Nonetheless, I had 13 February 2018 mornings with temperatures at 32 F. or better. There were also eight mornings with outside running temperatures at 40 F. or warmer. Those were superb running mornings. Clearly, winter was ending. We would see an early spring.

However, this was not the case. March and April were snowy cold. Winter-like weather would not end. Thank goodness for my ice and snow spikes.

I actually raked the debris out of my yard during February’s final 2018 days. I also swept the lose anti-skid material from the street. Many neighbors were out working on this same task.

Those final February days were warm and sunny. I raked all the thatch and debris from my yard. I also applied lime to neutralize all the winter road salt.

I had no idea shoveling snow would resume in a week. I thought an early spring was graciously enveloping our region. Nah! It was not to be.

My winter months were a time for base building. Base building is where the runner concentrates on weekly mileage foregoing any road racing. Basically it was a time for healing injuries while getting stronger and faster. I skip racing in December, January, and February.

My road-racing legs were ready once we reached March. Now, over the years I did occasionally race in December and January. These winter races numbered only a handful.

I checked my race book. I ran just one February road race. The race occurred on February 28, 1982. This race was the 6th Annual Spring Thaw Marathon. The marathon was held in Pittsburgh’s North Park.

It was a unique race. We ran a mile segment than circled the park lake five times. Various spotters were on the course tracking the runners. I wore my Windber Striders singlet over my running shirt. Of course, I heard continually,  “Nice run Windber!”

I remember that race day as cool but not cold. I did run in shorts with gloves and a tossel cap. I ran a comfortable pace. I placed 29th in 2:51:58. Now think about that time for a minute. I was 29th. All 29 of us finished under three hours. Plus, there were several other runners finishing behind me also under three hours. That’s not bad for a smaller regional marathon.

I had two notable February runs. The first was February 26, 1978. This date is important because it began a 24-year running streak. That’s 8,854 straight running days. I was weeks away from my 25th birthday. I was 49 when this streak ended in 2002. Of course, I began a new running streak once those physical issues were addressed and corrected.

I remain very proud of that running achievement. There never was any monetary value or a trophy attached to that long consecutive run. This run streak was personal. I ran for me.
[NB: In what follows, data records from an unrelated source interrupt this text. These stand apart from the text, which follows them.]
Issue #1689, opened 2023-06-20
Support running integration tests against real Kafka instance


efgpinto:
AFAIR, it is indeed impossible to run integration tests against Kafka at the moment becuase the proxy container run from the integration tests supports either the mock broker or the google pub sub (before the eventing testkit it would only support google pub sub). This is somehting we can (and should) easily change... it's just a matter of allowing that proxy to be configured for kafka as well (meaning we set a differnet eventing support method and a different port by default). But at the moment, I don't think we have configs for that.

_Originally posted by @efgpinto in https://github.com/lightbend/kalix-jvm-sdk/pull/1688#discussion_r1234148797_

johanandren:
With the changes for Kafka auth, it should at least be easier to set Kafka up, new config key/or env var to set up what server to connect to (`kalix.proxy.eventing.kafka.bootstrap-servers`/`BROKER_SERVERS`) instead of the old full kafka client props file.

PR #1779, opened 2023-08-28
feat: support running integration tests against real kafka

efgpinto:
Close https://github.com/lightbend/kalix-jvm-sdk/issues/1689


samples/java-protobuf-customer-registry-kafka-quickstart/docker-compose.yml
```diff
@@ -13,31 +13,38 @@ services:
...
+      # configuring kafka broker used for eventing
+      BROKER_SERVERS: kafka:29092
+      # Alternatively:
+      # - for easy local/dev mode - plaintext, for non dev-mode TLS, use:
+      #BROKER_AUTH_MECHANISM: "PLAIN"
+      #BROKER_USERNAME: [your-username]
+      #BROKER_PASS: [your-pass]
+      # - for SCRAM-SHA-256 or SCRAM-SHA-512, use:
+      #BROKER_AUTH_MECHANISM: "SCRAM-SHA-256" #OR SCRAM-SHA-512
+      #BROKER_CA_CERT: [your-cert-location]
```
johanandren, line 25: Note that for scram they would actually have to script adding users to zookeeper interacting with the zookeeper node and a whole mess, so maybe skip mentioning that

samples/java-protobuf-customer-registry-kafka-quickstart/docker-compose.yml
```diff
@@ -13,31 +13,38 @@ services:
...
-      BROKER_CONFIG_FILE: /conf/my-local.kafka.properties
-    volumes:
-      - .:/conf
+      # configuring kafka broker used for eventing
+      BROKER_SERVERS: kafka:29092
+      # Alternatively:
+      # - for easy local/dev mode - plaintext, for non dev-mode TLS, use:
+      #BROKER_AUTH_MECHANISM: "PLAIN"
+      #BROKER_USERNAME: [your-username]
+      #BROKER_PASS: [your-pass]
```
johanandren, line 22: Note that for TLS they would both have to map those certs into Kafka and configure it to use them and also have to mount the CA cert into the proxy and configure it to use that in the truststore for the Kafka client, not entirely sure we should mention it. Or if we do we should document all of that.

samples/java-protobuf-customer-registry-kafka-quickstart/src/it/java/customer/api/CustomerActionWithKafkaIntegrationTest.java
```diff
@@ -0,0 +1,118 @@
...
+        .get(5, SECONDS);
+
+
+    // Example Kafka consumer configuration
+    Properties props = new Properties();
+    props.put(ConsumerConfig.BOOTSTRAP_SERVERS_CONFIG, "0.0.0.0:9093");
+    props.put(ConsumerConfig.GROUP_ID_CONFIG, "it-test-" + System.currentTimeMillis()); // using new consumer group every run
+    props.put(ConsumerConfig.KEY_DESERIALIZER_CLASS_CONFIG, StringDeserializer.class.getName());
+    props.put(ConsumerConfig.VALUE_DESERIALIZER_CLASS_CONFIG, ByteArrayDeserializer.class.getName());
+    props.put(ConsumerConfig.AUTO_OFFSET_RESET_CONFIG, "earliest");
```
johanandren, line 77: Messy that it has to be repeated here, but maybe enough. Probably not _that_ common that users will think they need Kafka integration tests?

sdk/java-sdk-protobuf-testkit/src/main/java/kalix/javasdk/testkit/KalixTestKit.java
```diff
@@ -297,6 +305,17 @@ public KalixTestKit start(final Config config) {
     return this;
   }
 
+  private int getEventingBackendPort(Settings.EventingSupport eventingSupport) {
+    switch(eventingSupport) {
+      case KAFKA:
+        return DEFAULT_KAFKA_PORT;
```
johanandren, line 311: So we actually only support it on the default port?

samples/java-protobuf-customer-registry-kafka-quickstart/docker-compose.yml
efgpinto: Yeah, I had the same questions, if we needed to actually have these different options here. I ended up adding them because we previously also had this `my-dev.kafka.properties` using user/pass... so I thought we better keep a similar example with the new approach.. But I'm not really sure. You've been working on this integration, I think I will just follow your whatever you feel is best.. should we just remove and keep this simple? Leave the details for docs?

samples/java-protobuf-customer-registry-kafka-quickstart/src/it/java/customer/api/CustomerActionWithKafkaIntegrationTest.java
efgpinto: Yeah, my rational is that users will only need one of this when they are interested in testing something specific related with Kafka and its clients. e.g. make sure that certain messages go to certain partitions. In these cases, I think it's reasonable to expose users to these details.

For general business related tests, testkit mocked topic is the way to go.

sdk/java-sdk-protobuf-testkit/src/main/java/kalix/javasdk/testkit/KalixTestKit.java
efgpinto: I do think being able to provide a different port would be good. But we don't support for pubsub either, so I thought about opening a follow-up issue and allow a different port for both.

samples/java-protobuf-customer-registry-kafka-quickstart/docker-compose.yml
johanandren: Let's drop and don't mention and follow up the day there is a user/customer who wants to run integration tests with credentials/TLS.

sdk/java-sdk-protobuf-testkit/src/main/java/kalix/javasdk/testkit/KalixTestKit.java
johanandren: Let's leave it as is. I was thinking about the scenario where a user wants to connect to a cloud Kafka, where they often use some arbitrary port, but we can add support the day a user actually wants to do that.

efgpinto:
moving to draft while I debug the issues with CI

efgpinto:
working now in CI. Ready for final review @johanandren

johanandren (approved):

The other notable February date was February 24, 2015. That February date became my all-time cold weather run. The morning temperature was -18 F. My previous coldest run was a year earlier on January 7, 2014 at -16 F. Now, before those dates the previous cold record was set on Christmas Day December 25, 1983. That run was at -13 F. It took 21 years to break that record- cold run.

I have no great wish to break my current cold weather record run. I was nearly 62 years old in 2015. There were no issues on that run. I was surprised how easy the run was in those conditions. However, when I left for work that morning the temperature dropped to -22 F.

So, what late winter weather condition will 2019 offer? Weather projections, at this writing, are bleak. The National Weather Service and the Weather Channel are projecting colder than normal temperatures for our region. But, some unusual sun spots could weaken or strengthen this projection. Mother Nature has the final word here.

My advice is prepare for the worst scenario. Also, become a weather-aware person. A smart runner is weather aware. February is a short run. Enjoy the roadside view. Run smart, run well!